Stored data:
_____

PR #872, opened 2025-05-06
Create Resident overview of programs

corypride:
## Description of the change

Generate data that Help residents clearly see what they’re currently enrolled in, view upcoming classes, and track participation history.

## Screenshot(s)
image 
image
image
image

---
  - https://app.asana.com/0/0/1210072189020770


backend/src/database/users.go
```diff
@@ -542,23 +543,93 @@ func (db *DB) GetUserProgramInfo(args *models.QueryContext, userId int) ([]model
...
+		Group("pc.program_id, pc.name, pc.start_dt, pc.end_dt, pce.enrollment_status, pce.updated_at").
+		Find(&residentWeeklySchedule).Debug().Error
+
+	if err != nil {
+		return nil, NewDBError(err, "program_class_enrollments")
 	}
 
-	return userEnrollments, nil
+	return residentWeeklySchedule, nil
 }
```
jtucholski, line 635: I think I have two questions about this function. They might contradict each other, but here goes.

1. If I understand this correctly, it's looking for Classes with a START DATE between today and 7 days. The purpose of the weekly schedule is so that a Resident can answer the question, "What classes do I have this week? Or Next week, etc." A class can start and meet daily, weekly, monthy over an extended period of time. 

2. Previous point aside...this function isn't much different than `GetUserProgramClassHistory` and `GetUserProgramInfo`, right...with the addition of the start_dt filter. Even if we keep it, it feels like a lot of extra duplicate code for that one additional filter.

backend/src/handlers/user_handler.go
```diff
@@ -17,14 +18,16 @@ func (srv *Server) registerUserRoutes() []routeDef {
 	return []routeDef{
 		{"GET /api/users", srv.handleIndexUsers, true, axx},
 		{"GET /api/users/{id}", srv.handleShowUser, false, axx},
+		{"GET /api/users/{id}/program-history", srv.handleGetUserProgramHistory, false, axx},
```
jtucholski, line 21: I wonder if `/programs` and `program-history` can do the same thing? Do they need to be separate?

backend/src/models/users.go
```diff
@@ -157,4 +157,21 @@ type ResidentProgramClassInfo struct {
...
+	CreditTypes       string      `json:"credit_types"`
+}
+
+type ResidentProgramClassWeeklySchedule struct {
+	ClassName   string `json:"class_name"`
+	StartDate   string `json:"start_date"`
+	EndDate     string `json:"end_date"`
+	CreditTypes string `json:"credit_types"`
+	Status      string `json:"status"`
 }
```
jtucholski, line 177: A weekly schedule should include
- a start date and end date which represent the window that the schedule is good for (e.g., 5/1/2025 through 5/31/2025 or 5/5/2025 through 5/9/2025).
- an array of events for that schedule which include the class name, the date, start time, and duration (or end time)


I don't believe it needs to include status or credit types.

frontend/src/common.ts
```diff
@@ -743,17 +743,33 @@ export interface Class {
...
+    absent_attendance: number;
+}
+
+export interface ResidentProgramClassHistory extends BaseResidentProgramClass {
+    program_name: string;
+    date_status_changed: string;
+}
+
+export interface ResidentProgramClassWeeklySchedule
+    extends BaseResidentProgramClass {
```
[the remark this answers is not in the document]
jtucholski: See my comment in `users.go` about the new `ResidentProgramClassWeeklySchedule`. I think the structure for this type needs to change to be more applicable to a calendar with a list of events on the calendar.

jtucholski (changes requested):

backend/src/database/users.go
```diff
@@ -542,23 +543,93 @@ func (db *DB) GetUserProgramInfo(args *models.QueryContext, userId int) ([]model
...
+		if err := base.Find(&userEnrollments).Error; err != nil {
+			return nil, NewDBError(err, "program_class_enrollments")
+		}
+
+	}
+	return userEnrollments, nil
+}
 
-	if err := base.Count(&args.Total).Error; err != nil {
+func (db *DB) GetUserProgramClassHistory(args *models.QueryContext, userId int) ([]models.ResidentProgramClassHistory, error) {
```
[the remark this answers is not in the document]
corypride: @jtucholski I tried to use this func to handle both cases, but if we are sure that these are the fields, grouping, and ordering that we want in these two structs  then research shows that keeping them separate may be the better choice because their purpose is slightly different.  

Although both functions query the program_class_enrollments table, and it's technically possible to modify GetUserProgramInfo to accommodate the different query logic, it would likely make the function more complex and harder to maintain.

By having a separate function, the code is more modular, and each function has a single responsibility. This makes it easier to understand, test, and maintain the codebase.

backend/src/handlers/user_handler.go
jtucholski: After looking at it further I still think we can get what we need from `/programs`. Happy to talk through my throught process.

frontend/src/Pages/ResidentOverview.tsx
```diff
@@ -0,0 +1,142 @@
...
+
+export default function ResidentOverview() {
+    const { user } = useAuth();
+    const user_id = user?.id;
+    const {
+        data: programsResp
+        // error: programsError,
+        // isLoading
+    } = useSWR<ServerResponseMany<ResidentProgramClassInfo>, Error>(
+        `/api/users/${user_id}/programs?order=ASC&order_by=program_name`
```
jtucholski, line 19: If we implement it on the backend we can pass `&all=true`

backend/src/handlers/user_handler.go
```diff
@@ -17,14 +17,16 @@ func (srv *Server) registerUserRoutes() []routeDef {
...
+		{"GET /api/users/{id}/weekly-schedule", srv.handleGetUserWeeklySchedule, false, axx},
```
jtucholski, line 21: @corypride Can we look at the handler in `class_events.go`? 

`GET /api/student-calendar", srv.handleGetStudentCalendar` should do what we need. But I think Preston is pushing some changes it needs to support a date range.

backend/src/models/users.go
```diff
@@ -157,4 +157,33 @@ type ResidentProgramClassInfo struct {
...
+type Class struct {
+	Name      string     `json:"class_name"`
+	StartDate time.Time  `json:"start_date"`
+	EndDate   *time.Time `json:"end_date"`
+}
+
+type WeeklySchedule struct {
+	Day      string
+	TimeSlot string
+	Classes  []Class
```
jtucholski, line 188: @corypride We shouldn't need these if we use the existing schedule on class_events.go

backend/src/models/users.go
```diff
@@ -157,4 +157,33 @@ type ResidentProgramClassInfo struct {
...
+	CreditTypes          string                  `json:"credit_types"`
+}
+
+type ResidentProgramClassHistory struct {
+	ProgramName       string      `json:"program_name"`
+	ClassName         string      `json:"class_name"`
+	Status            ClassStatus `json:"status"`
+	DateStatusChanged string      `json:"date_status_changed"`
+	CreditTypes       string      `json:"credit_types"`
+}
```
jtucholski, line 169: @corypride We shouldn't need this if we use the one handler in `user_handler.go` for `/programs`

backend/src/database/users.go
```diff
@@ -537,23 +538,157 @@ func (db *DB) GetUserProgramInfo(args *models.QueryContext, userId int) ([]model
...
             pce.enrollment_status,
             p.name, p.id,
             pc.name, pc.status, pc.start_dt, pc.end_dt, pc.id
-        `).
-		Order("pc.start_dt DESC")
+        `)
+
+	if args.OrderBy != "" {
+		base = base.Order(args.OrderClause())
+	}
```
jtucholski, line 554: @corypride I don't understand what this does.

frontend/src/Pages/ResidentOverview.tsx
```diff
@@ -0,0 +1,142 @@
...
+    const weekly_schedule_metrics = weekly_scheduleResp?.data;
+    console.log('weekly_schedule_metrics:>>   ', weekly_schedule_metrics);
+
+    const {
+        data: historyResp
+        // error: historyError,
+        // isLoading
+    } = useSWR<ServerResponseMany<ResidentProgramClassHistory>, Error>(
+        `/api/users/${user_id}/program-history`
+    );
```
jtucholski, line 39: @corypride We won't need this if we consolidate the call to one handler, though there will be some work on the front-end to split it between active classes and historical data. You could probably put it in a map and then render the two different parts on the page using that data.

frontend/src/Routes/Programs.tsx
```diff
@@ -20,6 +20,22 @@ import ProgramClassManagement from '@/Pages/ProgramClassManagement';
...
 import { Navigate } from 'react-router-dom';
+import ResidentOverview from '@/Pages/ResidentOverview';
+
+export const ProgramRoutes = DeclareAuthenticatedRoutes(
+    [
+        {
+            path: 'programs-residents',
+            element: <ResidentOverview />,
+            handle: {
+                title: 'Current Enrollments',
```
jtucholski, line 31: @corypride This has more than "Current Enrollments". Do you think we should call it "My Programs" or "Programs"?

frontend/src/common.ts
```diff
@@ -743,17 +743,37 @@ export interface Class {
...
     class_id: number;
     program_id: number;
+    present_attendance: number;
+    absent_attendance: number;
+}
+
+export interface ResidentProgramClassHistory extends BaseResidentProgramClass {
+    program_name: string;
+    date_status_changed: string;
+}
```
jtucholski, line 767: @corypride If we decide to consolidate the two handlers and use `/programs` then this or the Base type wouldn't be needed.

frontend/src/common.ts
```diff
@@ -743,17 +743,37 @@ export interface Class {
...
+
+export interface ResidentProgramClassWeeklySchedule {
+    className: string;
+    startDate: string;
+    endDate: string | null;
+    creditTypes: string;
+    status: string;
+    dateStatusChanged: string;
+    dayOfWeek: number; // 0 = Sunday, 6 = Saturday
 }
```
jtucholski, line 777: @corypride I don't think this matches the type definition in the backend. But what we need is probably found in `EventCalendar`, especially if we can use `/api/student-calendar`.

jtucholski (changes requested):

backend/src/handlers/user_handler.go
```diff
@@ -408,6 +411,7 @@ func (srv *Server) handleResidentTransfer(w http.ResponseWriter, r *http.Request
 	return writeJsonResponse(w, http.StatusOK, "successfully transferred resident")
 }
 
+// TODO: The access level of this handler was changed from true to false to allow for user routing. This is a temporary fix for the development of this feature and should be addressed
```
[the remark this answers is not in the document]
jtucholski: @corypride Do we need this comment anymore? Can we use `srv.canViewUserData(r)` to make sure that the requestor has access to the data?

frontend/src/common.ts
```diff
@@ -752,19 +752,55 @@ export interface Class {
...
+    day_index: number;
+    date: string;
+    events: CalendarEvent[];
 }
 
+export interface StudentCalendarResponse {
+    data: {
+        days: StudentCalendar[];
+    };
+}
```
jtucholski, line 792: @corypride I could be wrong but it feels like we don't use this pattern very often and instead we do things on the page we want the data with code like `enrollmentResp?.data`. Any opposition to taking that approach instead of mapping the response at the `data` level here?

frontend/src/common.ts
```diff
@@ -752,19 +752,55 @@ export interface Class {
...
+    date: string;
+    events: CalendarEvent[];
+}
+export function mapStudentCalendarResponseToDayData(
+    resp: StudentCalendarResponse | undefined
+): DayData[] {
+    // if resp is undefined or resp.data.days isn’t there, return empty array
+    const days = resp?.data?.days ?? [];
+    return days.map(({ date, events }) => ({ date, events }));
+}
```
jtucholski, line 803: @corypride Is this something we can move to the page or does it need to exist here?

jtucholski (changes requested):
@corypride I added a few more comments. Did not review the resident overview page or weekly schedule table since we are waiting on UI input from the designer. However I do want to take a look at it to validate the data for my resident is correct and I still have to do that.

frontend/src/Pages/ResidentOverview.tsx
```diff
@@ -0,0 +1,139 @@
...
+        `/api/student-calendar`
+    );
+
+    const weekly_schedule_metrics = scheduleResp?.data;
+    console.log('schedule_metrics:>>   ', weekly_schedule_metrics);
+    const { data: activityResp } = useSWR<
+        ServerResponseMany<ResidentProgramOverview>,
+        Error
+    >(
+        `/api/users/${user_id}/programs?view=activity&order=DESC&order_by=updated_at&all=false`
```
carddev81, line 31: `all` parameter should be set to `true` here? also, i noticed that you make to calls out to the database to the same url here just for ordering the data. I think you should make one call and then sort the data in the frontend here? Also, I would probably separate out the Historic programs/classes from the Current Programs/Classes. You could create a map with key value pairs,  for example the key being 'history' and value being the list of programs.

frontend/src/common.ts
```diff
@@ -752,19 +752,48 @@ export interface Class {
...
+export interface StudentCalendar {
+    day_index: number;
+    date: string;
+    events: CalendarEvent[];
 }
 
+export interface StudentCalendarResponse {
+    data: {
+        days: StudentCalendar[];
```
carddev81, line 790: you shouldn't need the data. Change it to the following, and then you will need to make sure within ResidentOverview to change useSWR to use ServerResponseOne.  
```
export interface StudentCalendarResponse {
    days: StudentCalendar[];
}
```

carddev81 (changes requested):

backend/src/database/class_events.go
```diff
@@ -325,33 +318,22 @@ func (db *DB) getCalendarFromEvents(events []models.ProgramClassEvent, month tim
...
 		return days[i].Date.Before(days[j].Date)
 	})
-	return models.NewCalendar(year, month.String(), days), nil
+	return models.NewCalendar(days), nil
 }
 
-func (db *DB) GetCalendar(month time.Month, year int, facilityId uint, userId *uint) (*models.Calendar, error) {
+func (db *DB) GetCalendar(dtRng *models.DateRange, facilityId uint, userId *uint) (*models.Calendar, error) {
 	content := []models.ProgramClassEvent{}
+	tx := db.Model(&models.ProgramClassEvent{}).
```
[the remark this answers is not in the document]
PThorpe92: pushing to the branch so we can get this through

PThorpe92 (approved):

_____

Exercise directions:
Please say only the number of lines in the data that hold "sure".

Reply:
3